Impact of caffeic acid on the testicular damages in D-galactose-induced aging model in mice

Abstract

Objective(s):

Aging is a biological phenomenon that causes various disorders and diseases in body systems such as the reproductive system. One of the important factors in aging is oxidative stress, which facilitates the aging process through various mechanisms. The aim of this study is the investigation of effects of caffeic acid on the testicular damages in Dgalactose induced aging model in mice.

Materials and Methods:

Forty male mice were randomly divided into 5 groups (n=8): 1) Control, 2) Sham, 3) Aging, 4) Aging + caffeic acid, and 5) Caffeic acid. Aging was induced through daily injection of D-Galactose (300 mg/kg, intraperitoneal) for 6 weeks. Caffeic acid (60 mg/kg, intraperitoneal) was injected daily for 6 weeks. One day after the last injection mice were killed and the testicle and epididymis were removed. Then, sperm parameters, factors of oxidative stress, and histopathological changes were evaluated.

Results:

The results showed that aging significantly decreased the count, motility, and viability of sperm, and increased abnormal sperm and sperm DNA fragmentation in contrast to the control group (P<0.05). In addition, MDA levels increased significantly in this group, and SOD, GPx, and TAC activity decreased (P<0.05). Histological studies also showed the destruction of seminiferous tubules, and Johnson’s score decreased (P<0.05). Caffeic acid administration significantly improved the above disarrays (P<0.05).

Conclusion:

The results showed that caffeic acid reduces the adverse effects of aging on spermatogenesis in mice by reducing oxidative stress and increasing antioxidant defenses.

Introduction

Aging is a biological phenomenon that causes various disorders and diseases in body systems such as the nervous, cardiovascular, and reproductive systems (1, 2). Lifestyle changes, modernization, and increased life expectancy have led to an increase in the age of marriage in developed and developing countries (3). The most prominent theory in relation to the aging process is the free radical theory, which states that the production of free radicals can lead to tissue and cellular oxidative damage and ultimately lead to aging and cell death. The anti-oxidant system cannot neutralize all free radicals produced during a lifetime therefore; oxidative stress causes various diseases and dysfunctions of the body systems (3, 4).

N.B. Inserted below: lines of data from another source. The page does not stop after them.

PR #715, opened 2016-06-08
Update copyright header template

### LINKED ISSUE #712: incorrect copyright header
We should be using the Google copyright header for new files in this project and not the AOSP copyright header.

s/
Copyright (C) 2016 The Android Open Source Project
/
Copyright 2016 Google Inc. All Rights Reserved.
/

chanseokoh:
In relation to #712.

- `.idea/copyright/Android_Copyright.xml` renamed to `.idea/copyright/Google_Copyright.xml`
- `.idea/copyright/profiles_settings.xml`

### DIFF
--- a/.idea/copyright/Android_Copyright.xml
+++ b/.idea/copyright/Android_Copyright.xml
@@ -1,6 +1,0 @@
-<component name="CopyrightManager">
-  <copyright>
-    <option name="myName" value="Android Copyright" />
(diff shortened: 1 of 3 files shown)


etanshaul:
lgtm. but you may want to confirm that we are ok changing copyrights on files that previously had the old version (rather than just for new files going forward). I don't see why not, but IANAL

chanseokoh:
Right, I also thought that's the usual way of updating copyrights. I expect to update this PR accordingly. @patflynn will say something.

patflynn:
for now let's just update the template so new files have the right one.

chanseokoh:
You mean updating only `Google_copyright.xml` and `profiles_settings.xml` and leaving the current copyright headers intact?

chanseokoh:
Updating only the template and the IDE setting. We can think later about what to do with the existing headers.

etanshaul:
lgtm

patflynn:
:shipit:

PR #716, opened 2016-06-08
Fix label message clipping

chanseokoh:
The label was clipped like below, so I fixed it.

deploy_config2


patflynn:
it looks like the clipping is a width issue, why does changing the height fix it?  Also I think we probably don't want fixed width as we don't know the true string length when localized.

chanseokoh:
I think the height is for the entire editor. I tried several times changing only a flag for the field, but whenever I do that, the GUI Designer also changes the height. What's weird, but I decided to let the Designer do what it wants to do, because this will nevertheless happen when the next time the form is changed.

patflynn:
:8ball: lgtm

Aging can impact the male reproductive system. Previous clinical studies have shown that aging reduces semen quality and increases sperm DNA fragmentation (5, 6). In this regard, U.S. statistics show that oxidative stress is one of the major causes of male infertility. 30 to 40% of infertile men have higher levels of ROS in plasma and semen (7). Aging reduces sex hormones secretion as well as the body’s anti-oxidant defense function and increases apoptosis and free radicals in the reproductive system (5, 7).

Since aging is a persistent and long process, the availability of aged animals may be a limiting factor for research (4). For this purpose, animal aging models have been developed including fruit flies, birds, fish, dogs, rats, and mice (8). It has been noted that D-galactose injection induces aging (8). D-gal-induced animals have shown aging-related changes in body physiology and phenotypes such as neurological deficit, decreased immune responses, activity of anti-oxidant enzymes, and increased ROS production and reproductive toxicity. According to the results of different studies, aging leads to degenerative changes in reproductive tissues along with a decrease in sperm quality and most matings do not lead to success in fertility (1, 3, 9).

Due to the increase in the aging population and its effect on the reproductive system, it is essential to examine the factors that can have protective impacts on this process. The use of herbal medicines has increased globally due to fewer side effects, reasonable prices, and efficacy in most human diseases (10, 11). As potential factors for the production of new anti-aging drugs, herbal medicines have opened a new horizon and attracted a lot of attention (10). Medicinal plants, as the main source of natural anti-oxidants, are known to be beneficial for biological systems by protecting them against oxidative damage (10, 12).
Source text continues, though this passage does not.